This volume examines community-based media from theoretical, empirical, and practical perspectives. More than 35 essays provide an analysis of the relationships between media and society, technology and culture, and communication and community. From the publisher: "Organized thematically, this collection explores the intersection between community media and issues of democratic theory and the public sphere, cultural politics and social movement theory, neoliberal communication policy and media reform efforts, as well as media activism and international solidarity building.

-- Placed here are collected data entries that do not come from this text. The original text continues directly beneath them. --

PR #4309, opened 2025-11-14
fix(subscription-modal): limited subscriptions

miguelpeixe:
### All Submissions:

NPPD-959

The subscription tier modal is currently restricting the purchase of any subscription that the reader already owns. This PR changes that behavior to check if the subscription is limited.

The warning notice should still render if not limited.

| Limited | Not Limited |
| --- | --- |
| image | image |

The subscription limit will also be automatically applied in the context of a grouped product.

1. If you don't have one, create a variable subscription product without any purchase limit
2. Add this product a grouped product with another subscription product
3. Add a Checkout Button block to a page targeting the product (allow readers to select the variation) and the grouped product
4. As a reader, purchase the product
5. Click the checkout button to purchase the product again, and confirm that you are presented with a warning notice, but can move forward
6. Click the grouped product checkout button and confirm the behavior is the same
7. Edit the product to limit the purchase:

image

8. As the reader, start the checkout flow and confirm that you get the same warning, but now with a button to view your active subscription
9. Do the same with the grouped product checkout button and confirm the behavior is the same

### Other information:


dkoo (approved):
This is working! Maybe we should also align the "subscription limit" message [in the Blocks repo](https://github.com/Automattic/newspack-blocks/blob/trunk/includes/class-modal-checkout.php#L1511) with same message and link to view/manage the subscription? This message is the one shown when the Checkout Button block is tied directly to a limited variation or simple product.

Screenshot 2025-11-25 at 11 13 57 AM

miguelpeixe:
Good call! I'll set a PR up soon

Thanks for the review

PR #4312, opened 2025-11-18
feat: listen to gforms events for newsletters

leogermani:
### All Submissions:

Add a specific listener for Gravity Forms forms.

Apparently, our generic solution to use the `newspack-subscribe-form` css class used to work, but it hasn't been working for a while. There was a regression added a while ago, which we tried to fix in https://github.com/Automattic/newspack-plugin/pull/4276, but with no success. Showing that this has been broken for a long time.

This PR uses GForms JS api to add a specific listener.

1. Install and activate Gravity Forms
2. Create a new form
3. In the form settings, add the `newspack-subscribe-form` CSS class to the form
4. Add the form to a page
5. As an anonymous reader in a new session, visit that page
6. Submit the form
7. Inspect the Browser Local storage and confirm you now see a key `np_reader_1_is_newsletter_subscriber` with `true` as the value.

### Other information:

### DIFF
--- a/src/reader-activation/index.js
+++ b/src/reader-activation/index.js
@@ -1,4 +1,4 @@
-/* globals newspack_ras_config, newspack_reader_data */
+/* globals newspack_ras_config, newspack_reader_data, gform */
 
 window.newspack_ras_config = window.newspack_ras_config || {};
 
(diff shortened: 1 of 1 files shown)


src/reader-activation/index.js
```diff
@@ -397,9 +399,35 @@ function attachNewsletterFormListener() {
...
+
+	// First-party forms success event listener.
 	document.querySelectorAll( newspackForms.join( ',' ) ).forEach( el => attachHandler( el, 'newspack-newsletters-subscribe-success' ) );
+
+	// Gravity forms handlers.
+	document.addEventListener( 'gform/post_render', event => {
+		if ( gformIds.includes( event.detail.formId ) ) {
+			if ( ! window.gform ) {
+				return;
+			}
```
dkoo: Nit: this is a bit more terse and also guards against unhandled errors in case of nonexistent nested properties:

```suggestion
		if ( window.gform?.utils?.addAsyncFilter && gformIds.includes( event.detail?.formId ) ) {
```

dkoo (approved):
Works! Left a non-blocking suggestion, but looks good otherwise.

PR #4320, opened 2025-11-20
fix(contrib-meter): ensure percentage follows bar progress when using linear style

thomasguillot:
### All Submissions:

I missed something in the original PR review. When the meter is in its linear style and only the percentage is shown, the percentage text always sits in the centre. It should follow the position of the filled bar instead. I hadn’t represented that properly in Figma/Vercel.

This PR fixes that, so the percentage now aligns with the progress of the bar.

cc @rbcorrales 

__Before:__

__After:__

1. Add multiple linear meter on a page, with different target values enable just the %.
2. Notice no matter what, the % is centered.
3. Switch to this branch and refresh – it should now be level with the progress bar
4. Test other settings (show goals etc...) to make sure I didn't break the other combinations

### Other information:

### DIFF
--- a/src/blocks/contribution-meter/components/LinearMeter.jsx
+++ b/src/blocks/contribution-meter/components/LinearMeter.jsx
@@ -35,16 +35,16 @@ const LinearMeter = ( { amountRaised, goal, percentage, showGoal, showAmountRais
 
 	// Determine text alignment class based on what's displayed.
 	let textAlignClass = '';
-	if ( showPercentage && ! showGoal && ! showAmountRaised ) {
-		textAlignClass = 'contribution-meter__text--center';
-	} else if ( ! showAmountRaised && showGoal && ! showPercentage ) {
+	if ( ( showPercentage && ! showGoal && ! showAmountRaised ) || ( ! showAmountRaised && showGoal && ! showPercentage ) ) {
 		textAlignClass = 'contribution-meter__text--right';
 	}
+
+	const textStyle = showPercentage && ! showGoal && ! showAmountRaised ? { width: progressStyle.width } : undefined;
 
 	return (
 		<div className="contribution-meter__linear">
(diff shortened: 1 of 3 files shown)


src/blocks/contribution-meter/components/LinearMeter.jsx
```diff
@@ -35,16 +35,16 @@ const LinearMeter = ( { amountRaised, goal, percentage, showGoal, showAmountRais
...
 	// Determine text alignment class based on what's displayed.
 	let textAlignClass = '';
-	if ( showPercentage && ! showGoal && ! showAmountRaised ) {
-		textAlignClass = 'contribution-meter__text--center';
-	} else if ( ! showAmountRaised && showGoal && ! showPercentage ) {
+	if ( ( showPercentage && ! showGoal && ! showAmountRaised ) || ( ! showAmountRaised && showGoal && ! showPercentage ) ) {
 		textAlignClass = 'contribution-meter__text--right';
 	}
 
+	const textStyle = showPercentage && ! showGoal && ! showAmountRaised ? { width: progressStyle.width } : undefined;
```
rbcorrales, line 42: You might need to add a `min-width` to the style to prevent the percentage from getting outside the container with widths close to 0%:
image
Another option would be to align it to the left without setting a width if the progress is < than a certain percent.

rbcorrales (changes requested):

src/blocks/contribution-meter/components/LinearMeter.jsx
thomasguillot: https://github.com/Automattic/newspack-plugin/pull/4320/commits/3ddb6f68fecbf71af9b37579e82199b15401cde9 should do the trick

rbcorrales (approved):

PR #4326, opened 2025-11-26
fix(my-account): safe content argument to skip sanitization

miguelpeixe:
### All Submissions:

NPPD-989

Modal content from Woo template tags may include markup from hooks. This markup can be script and style tags, which should be allowed.

This PR introduces a `content_is_safe` flag so the modal content renders without sanitization.

1. While on trunk, make sure you have My Account v1 enabled
2. Configure and enable reCAPTCHA (Newspack -> Settings -> Connections)
3. As a reader, add a new payment method (My Account -> Payment information)
4. Confirm the reCAPTCHA script tag is sanitized and its contents printed:

image

5. Checkout this branch, refresh the page, and confirm the script is preserved in the markup
 

### Other information:

### DIFF
--- a/includes/class-newspack-ui.php
+++ b/includes/class-newspack-ui.php
@@ -198,6 +198,7 @@ class Newspack_UI {
 	 *     @type string $id The modal ID.
 	 *     @type string $title The modal title.
 	 *     @type string $content The modal content HTML.
+	 *     @type bool   $content_is_safe Whether the content is already safe HTML.
 	 *     @type string $footer The modal footer HTML.
 	 *     @type string $form The form method to use. If given, modal content and action buttons will be wrapped in a form element.
 	 *     @type array $actions {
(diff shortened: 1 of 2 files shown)


dkoo (approved):
Works! Noting that the bug only happens with reCAPTCHA v3 enabled, not v2.

dkoo:
Also noting that this only happens because we're [directly injecting](https://github.com/Automattic/newspack-plugin/blob/trunk/includes/class-recaptcha.php#L471) the reCAPTCHA v3 JS via the `woocommerce_add_payment_method_form_bottom` hook. If we were to change this approach to enqueue the code instead, would that sidestep the issue and let us continue sanitizing the output?

miguelpeixe:
Thanks for the review, @dkoo!

> If we were to change this approach to enqueue the code instead, would that sidestep the issue and let us continue sanitizing the output?

The Braintree payment gateway also adds markup. I don't think sanitizing this content is a good idea. Action hooks are commonly used by 3rd parties to print additional markup, and we shouldn't interfere with that.

As long as we control which content is safe for print, we should be good. Note that `woocommerce_account_edit_address()` and `woocommerce_account_add_payment_method()` don't usually go through a sanitizer.

PR #4333, opened 2025-12-01
feat(payment-notice): detect equivalent subscription

miguelpeixe:
### All Submissions:

NPPD-1006

The "update payment" notice should not render if another equivalent subscription is active. This PR implements this strategy by detecting active subscriptions within the variable subscription or grouped product.

1. Create 3 variable subscription products and a grouped product, grouping only 2 of the variable subscription products
2. Create 2 checkout button blocks, targeting the grouped product and the ungrouped variable subscription product
3. As a reader, subscribe via both buttons
4. As an admin, generate a pending renewal order for each subscription:

image

5. Back as the reader, navigate to My Account and confirm you get both notices
6. Go through the checkout button flows again and make sure to select a different subscription product for the grouped product flow and a different variant for the variable subscription flow
7. Now that you have an equivalent subscription for both types of product setup, go to the My Account page
8. Confirm both notices are gone

### Other information:

### DIFF
--- a/includes/plugins/woocommerce/class-woocommerce-update-payment-notice.php
+++ b/includes/plugins/woocommerce/class-woocommerce-update-payment-notice.php
@@ -110,7 +110,7 @@ class WooCommerce_Update_Payment_Notice {
 	 * @return string[] The notices.
 	 */
 	private static function get_notices() {
-		if ( ! function_exists( 'wcs_get_subscriptions' ) ) {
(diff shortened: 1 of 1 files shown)


dkoo (approved):
Works as described! 

One thing I noticed not necessarily related to these changes, but the snackbar notices that show these notices outside of My Account are appearing inside the modal checkout—we should probably not be showing these inside the modal as they already appear in the "parent" page:

Image

miguelpeixe:
Thanks, @dkoo! Filed NPPD-1054 for this

PR #4329, opened 2025-11-27
fix: check for gift memberships on content gate and sync - NPPM-2420

leogermani:
### All Submissions:

* [x] Have you followed the [Newspack Contributing guideline](https://github.com/Automattic/newspack-plugin/blob/trunk/.github/CONTRIBUTING.md)?
* [x] Does your code follow the [WordPress' coding standards](https://make.wordpress.org/core/handbook/best-practices/coding-standards/) and [VIP Go coding standards](https://vip.wordpress.com/documentation/vip-go/code-review-blockers-warnings-notices/)?
* [x] Have you checked to ensure there aren't other open [Pull Requests](../../pulls) for the same update/change?

### Changes proposed in this Pull Request:

Fixes the logic that checks for active subscriptions and account for gifted subscriptions. For the purposes of this method, it should only return true if checking for the gitf recipient.

This method is used for content gate/access control checks and to fetch the data to sync to the ESP.

### How to test the changes in this Pull Request:

1. Set up a giftable subscription
2. Set up a membership plan that restricts content
3. Set up the Newspack Content gate
4. As an anonymous reader, buy a subscription as gift to someone else.
5. In another browser, claim the gift and log in with the gift recipient
6. Confirm that the gifter does not have access to restricted content
7. Confirm that the recipient is granted access to the restricted content
8. Make sure you have `define('NEWSPACK_LOG_LEVEL', 3);` on wp-config
9. As an admin, go to Users and find the gifter and the recipient
10. Click "Resync contact to ESP" and watch the logs
11. Confirm the recipient has the information about the subscription
12. Confirm the gifter does NOT have the info about the subscription

### Other information:

* [x] Have you added an explanation of what your changes do and why you'd like us to include them?
* [ ] Have you written new tests for your changes, as applicable?
* [x] Have you successfully ran tests with your changes locally?

PR #4334, opened 2025-12-01
Hotfix/active subscription checks

leogermani:
### All Submissions:

https://github.com/Automattic/newspack-plugin/pull/4329 as a hotifix. Plus removing `pending` as  a subscription status that's considered active. It's not an active status. (NPPM-2396)

Fixes the logic that checks for active subscriptions and account for gifted subscriptions. For the purposes of this method, it should only return true if checking for the gitf recipient.

This method is used for content gate/access control checks and to fetch the data to sync to the ESP.

1. Set up a giftable subscription
2. Set up a membership plan that restricts content
3. Set up the Newspack Content gate
4. As an anonymous reader, buy a subscription as gift to someone else.
5. In another browser, claim the gift and log in with the gift recipient
6. Confirm that the gifter does not have access to restricted content
7. Confirm that the recipient is granted access to the restricted content
8. Make sure you have `define('NEWSPACK_LOG_LEVEL', 3);` on wp-config
9. As an admin, go to Users and find the gifter and the recipient
10. Click "Resync contact to ESP" and watch the logs
11. Confirm the recipient has the information about the subscription
12. Confirm the gifter does NOT have the info about the subscription

### Other information:

### DIFF
--- a/includes/data-events/connectors/class-esp-connector.php
+++ b/includes/data-events/connectors/class-esp-connector.php
@@ -11,6 +11,7 @@ use Newspack\Data_Events;
 use Newspack\Reader_Activation;
 use Newspack\Reader_Activation\Sync;
 use Newspack_Newsletters_Contacts;
+use Newspack\WooCommerce_Connection;
 
 defined( 'ABSPATH' ) || exit;
 
@@ -118,7 +119,7 @@ class ESP_Connector extends Reader_Activation\ESP_Sync {
 		$customer = new \WC_Customer( $data['user_id'] );
 
 		// If user is not a Woo customer, don't need to sync them.
-		if ( ! $customer->get_order_count() ) {
+		if ( ! $customer->get_order_count() && empty( WooCommerce_Connection::get_active_subscriptions_for_user( $data['user_id'] ) ) ) {
 			return;
 		}
 
--- a/includes/plugins/woocommerce/class-woocommerce-connection.php
+++ b/includes/plugins/woocommerce/class-woocommerce-connection.php
@@ -270,6 +270,8 @@ class WooCommerce_Connection {
 	 * Can optionally pass an array of product IDs. If given, only subscriptions
 	 * that have at least one of the given product IDs will be returned.
 	 *
+	 * If the subscription was a gift, it will return true only if the given user is the recipient.
+	 *
 	 * @param int   $user_id User ID.
 	 * @param array $product_ids Optional array of product IDs to filter by.
 	 *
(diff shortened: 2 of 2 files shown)


dkoo (approved):
Approving as the testing instructions work as described. However, I have a question and noticed a couple of possible regressions while testing this:

### QUESTION

[This PR](https://github.com/Automattic/newspack-plugin/pull/4287/files#diff-ae452f417e51fa1a6021e09104bbc718889cf86eae8b4f68ad7b719e502d443dR115) checks whether users should be limited to one active subscription if they have a subscription already with `pending` status—should this remain? I think yes because they can activate the pending sub by paying for it, right?

### REGRESSIONS

Probably not strictly related to this PR, but documenting here so we don't forget to investigate:

1. Logging in as a reader is not triggering an ESP sync as I would expect. 
2. After registering for a reader during a purchase, the `np_reader_without_password` is not being set, so when logging in for the first time I'm prompted for a password despite never having set one.

dkoo (changes requested):
Actually, upon further investigation I think what I described above as regressions IS related to this PR:

1. [This check for order count](https://github.com/Automattic/newspack-plugin/blob/hotfix/active-subscription-checks/includes/data-events/connectors/class-esp-connector.php#L121) is preventing the gift recipient's data from syncing upon login. The gift recipient has 0 orders as the order is owned by the gift giver.
2. The Woo Subscriptions Gifting extension used to provide a direct link to "claim" a gifted subscription that included an onboarding flow requiring the recipient to provide billing information and set a password before they could claim the gift. Therefore, we [assume](https://github.com/Automattic/newspack-plugin/blob/hotfix/active-subscription-checks/includes/plugins/woocommerce-subscriptions/class-woocommerce-subscriptions-gifting.php#L77) that a gift recipient will have set a password during this process. However, this seems to have changed at some point. Testing the flow now, the recipient only receives a link to log in at My Account in order to claim the gift, with no special onboarding flow. We may want to remove this handler to allow gift recipients to log in via OTP by default.

Screenshot 2025-12-01 at 5 23 47 PM

leogermani:
@dkoo I'm struggling to see how these things are related to this PR

# Syncing on logging in

This seems to be a deeper problem when we might need to revisit this condition soon.

This is also preventing team members from being synced on login.

I added a "fix" in https://github.com/Automattic/newspack-plugin/pull/4334/commits/6f9fe2c639017e4aef96f6303dcebd4bb1575a4a to make it sync gift recipients... but I think there's more to look here.

If you agree I can create a separate issue for that

# Setting a password

The email that the gift recipient gets always include the "set a password" link.

image

But even if I don't click that and try to follow the other links, I'll be asked for my email and then end up in this screen that asks for a password and gives me other login options:

image

Removing that check doesn't change anything in this behavior... It also doesn't change the "reset password" link in My Account.

What seems to be happening is that when Woo Subscriptions creates the user for the recipient, it creates via normal WP flows. It doesn't use Reader Activation's `register_reader` method, so it never [sets the flag](https://github.com/Automattic/newspack-plugin/blob/hotfix%2Factive-subscription-checks/includes/reader-activation/class-reader-activation.php#L2294) that the user doesn't have a password.

Having said all that, I agree that we can probably remove that filter. But I think we should look at this issue in a separate ticket as well and try to improve this flow. WDYT?

dkoo:
> Syncing on logging in
> 
> This seems to be a deeper problem when we might need to revisit this condition soon.
> 
> This is also preventing team members from being synced on login.
> 
> I added a "fix" in https://github.com/Automattic/newspack-plugin/commit/6f9fe2c639017e4aef96f6303dcebd4bb1575a4a to make it sync gift recipients... but I think there's more to look here.
> 
> If you agree I can create a separate issue for that

Teams handles its own sync logic in our [custom plugin class](https://github.com/Automattic/newspack-plugin/blob/hotfix/active-subscription-checks/includes/plugins/class-teams-for-memberships.php#L89-L96). Maybe we can follow a similar pattern for other exceptions, rather than handle all of the exceptions in the "main" handler.

I do like the change you made in this PR to check for active subscriptions since there are cases where an active subscription might not have any orders (such as when it's manually created, or imported via the Importer/Exporter plugin). I'm okay with doing any other changes we might need on this in a separate PR.

> What seems to be happening is that when Woo Subscriptions creates the user for the recipient, it creates via normal WP flows. It doesn't use Reader Activation's `register_reader` method, so it never [sets the flag](https://github.com/Automattic/newspack-plugin/blob/hotfix%2Factive-subscription-checks/includes/reader-activation/class-reader-activation.php#L2294) that the user doesn't have a password.

Aha, this is the deeper issue, you're right. Agree, let's handle in a separate PR

dkoo (approved):
Approving since we'll handle my feedback in separate PRs, if needed. This is good to go as long as this is okay:

> [This PR](https://github.com/Automattic/newspack-plugin/pull/4287/files#diff-ae452f417e51fa1a6021e09104bbc718889cf86eae8b4f68ad7b719e502d443dR115) checks whether users should be limited to one active subscription if they have a subscription already with pending status—should this remain? I think yes because they can activate the pending sub by paying for it, right?

PR #4338, opened 2025-12-02
fix(content-gates): resolve fatals and mismatched data types

dkoo:
See discussion in #4251. As [mentioned](https://github.com/Automattic/newspack-plugin/pull/4251#pullrequestreview-3532591528):

- Fixes several issues with the `sanitize_gate` method (UI has no expected `description` field, `sanitize_access_rule` converts an array of product IDs to strings via `sanitize_text_field`, etc)
- Changes the UI element for selecting subscription products to a `FormTokenField`: the UI only let you choose a single value, but the back-end expects an array of values. 
- Corrects the content rule slug when evaluating the `post_types` rule (note plural)
- Fixes a fatal error due to mismatched parameters from the `newspack_content_gate_restrict_post` filter hook in `class-content-gifting.php`

### DIFF
--- a/includes/wizards/audience/class-audience-content-gates.php
+++ b/includes/wizards/audience/class-audience-content-gates.php
@@ -232,8 +232,8 @@ class Audience_Content_Gates extends Wizard {
 	 */
 	public function sanitize_gate( $gate ) {
 		return [
-			'title'         => sanitize_text_field( $gate['title'] ),
-			'description'   => sanitize_text_field( $gate['description'] ),
+			'title'         => isset( $gate['title'] ) ? sanitize_text_field( $gate['title'] ) : __( 'Untitled Content Gate', 'newspack-plugin' ),
+			'description'   => isset( $gate['description'] ) ? sanitize_text_field( $gate['description'] ) : '',
 			'metering'      => $this->sanitize_metering( $gate['metering'] ),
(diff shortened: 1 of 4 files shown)


includes/wizards/audience/class-audience-content-gates.php
```diff
@@ -232,8 +232,8 @@ public function register_api_endpoints() {
 	 */
 	public function sanitize_gate( $gate ) {
 		return [
-			'title'         => sanitize_text_field( $gate['title'] ),
-			'description'   => sanitize_text_field( $gate['description'] ),
+			'title'         => isset( $gate['title'] ) ? sanitize_text_field( $gate['title'] ) : __( 'Untitled Content Gate', 'newspack-plugin' ),
+			'description'   => isset( $gate['description'] ) ? sanitize_text_field( $gate['description'] ) : '',
```
miguelpeixe: The description is planned to be a dynamic string based on the rules, which is why it was removed on the parent PR. We should remove it from here as well.

miguelpeixe (approved):
Thank you for addressing these! Just left a minor comment.

includes/wizards/audience/class-audience-content-gates.php
dkoo: Gotcha, I couldn't remember what we decided on that. Removed in 2c8ef6eec

PR #4339, opened 2025-12-03
fix: hide block visibility from all blocks

laurelfulford:
### All Submissions:

This PR hides the new 'visibility' option from all Newspack sites. 

We're doing this for a couple reasons:
* We don't know how it will interact with other plugins/services used on our sites. For example, our Newsletter plugin ignores it on sent messages.
* Since the blocks are so wholly hidden (only available in the 'List' view after being hidden) it seems like it'd be easy for publishers to lose track of this kind of stuff

The Newsletter plugin has an identical snippet of code because it's available on WP.org and the feature is wholly broken in that plugin; I've opted to add it to this plugin as a more general thing. 

It may also make sense to move this in the classic theme if it's likely we'll use the 'visibility' feature in the block theme (for example, if we want to add hidden elements to template parts so they can be easily shown without having to spin up multiple parts/patterns just to add/remove one element from one of them).

Lastly, this change also means that blocks that have set not to be visible cannot be made visible again without editing the code -- you have to manually remove `{"metadata":{"blockVisibility":false}}` from the block markup.

1. On a site running WP 6.9, add a block to the editor and open the `...` menu in the Block toolbar; note you have a Hide option.

CleanShot 2025-12-03 at 10 07 17

2. Apply this PR and run `npm run build`
3. Refresh the editor.
4. Open the `...` menu of a block in the Block Toolbar and confirm you don't see the 'Hide' option.

### Other information:

### DIFF
--- a/includes/class-blocks.php
+++ b/includes/class-blocks.php
@@ -46,6 +46,16 @@ final class Blocks {
 	public static function enqueue_block_editor_assets() {
 		Newspack::load_common_assets();
 
+		// Enqueue universal editor modifications.
+		\wp_enqueue_script(
+			'newspack-editor',
+			Newspack::plugin_url() . '/dist/editor.js',
+			[],
+			NEWSPACK_PLUGIN_VERSION,
+			true
+		);
+
+		// Blocks script depends on editor script to ensure filters run first.
 		\wp_enqueue_script(
 			'newspack-blocks',
 			Newspack::plugin_url() . '/dist/blocks.js',
--- a/includes/class-blocks.php
+++ b/includes/class-blocks.php
@@ -47,10 +47,11 @@ final class Blocks {
 		Newspack::load_common_assets();
 
 		// Enqueue universal editor modifications.
+		$editor_asset = require_once dirname( NEWSPACK_PLUGIN_FILE ) . '/dist/editor.asset.php';
 		\wp_enqueue_script(
 			'newspack-editor',
 			Newspack::plugin_url() . '/dist/editor.js',
-			[],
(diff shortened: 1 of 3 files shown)


dkoo (approved):
Works, but I agree that maybe the classic Theme is the better place for this code if we decide that the Block Theme _should_ support visibility.

dkoo (changes requested):
Oh wait, I just caught that the new `editor.js` is outputting an `asset.php` file with WP dependencies. We should include these dependencies in the `enqueue_script` array similar to how we do here: https://github.com/Automattic/newspack-plugin/blob/fix/remove-visibility-from-all-blocks/includes/content-gate/content-gifting/class-content-gifting.php#L451-L452

laurelfulford:
Thanks @dkoo!

>  I agree that maybe the classic Theme is the better place for this code if we decide that the Block Theme should support visibility.

It seems easier than messing with a theme check, anyway 🙂 I'm going to leave it here for now, and can take care of moving it if we do decide we'd like to use this in the Block Theme. I think the risk of confusion/conflict still stands, but that there's some possible use cases there that would outweigh that. 

> Oh wait, I just caught that the new editor.js is outputting an asset.php file with WP dependencies. 

Eep, good catch! This should be fixed in [60f1510](https://github.com/Automattic/newspack-plugin/pull/4339/commits/60f15105c47116ac8b716310e71c3d1d714e22c5) but let me know if it still looks funky!

dkoo (approved):

laurelfulford:
Thanks @dkoo!

PR #4342, opened 2025-12-04
fix: workaround issue and conflict with teams

leogermani:
### All Submissions:

The Teams for Memberships plugin has an action that saves the billing first and last name, and the display name, whenever a WC Customer is created.

The problem is that action is designed to be executed in some specific form in the admin, but it has no guardrails and it ends up being invoked also when we register a reader via RAS.

This is messing up the Display name and generating some conflicts with the Newsletter Subscription form block, because that block has a `last_name` field. Teams was then adding a metadata with only the billing last name to the user (but not the first).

Foregrounding the relationship between symbolic and material relations of power in an increasingly interdependent world, this collection examines the role of alternative, independent, and community-based media in the global struggle for communicative democracy."

 

Key features include the following:

  • Provides examples of community and alternative media initiatives from around the world.
  • Explores a wide range of media institutions, forms, and practices - community radio, participatory video, street newspapers, independent media centres, and community informatics.
  • Offers analysis of community and alternative media with essays from new, emerging, and established voices in the field, including essays on women’s video collectives in India, indigenous radio in Colombia, street newspapers in Canada, and independent media in Nigeria.
  • Takes a multidimensional approach to community media studies by highlighting the social, economic, cultural, and political significance of alternative, independent, and community-oriented media organisations.
  • Enters the ongoing debates regarding the theory and practice of community media.

 

 

This core text is designed for advanced undergraduate and graduate courses such as Community Media, Alternative Media, Media & Social Change, Communication & Culture, and Participatory Communication in the departments of communication, media studies, sociology, and cultural studies.

Publication Date
Number of Pages

424

Source

Sage website, January 12 2010.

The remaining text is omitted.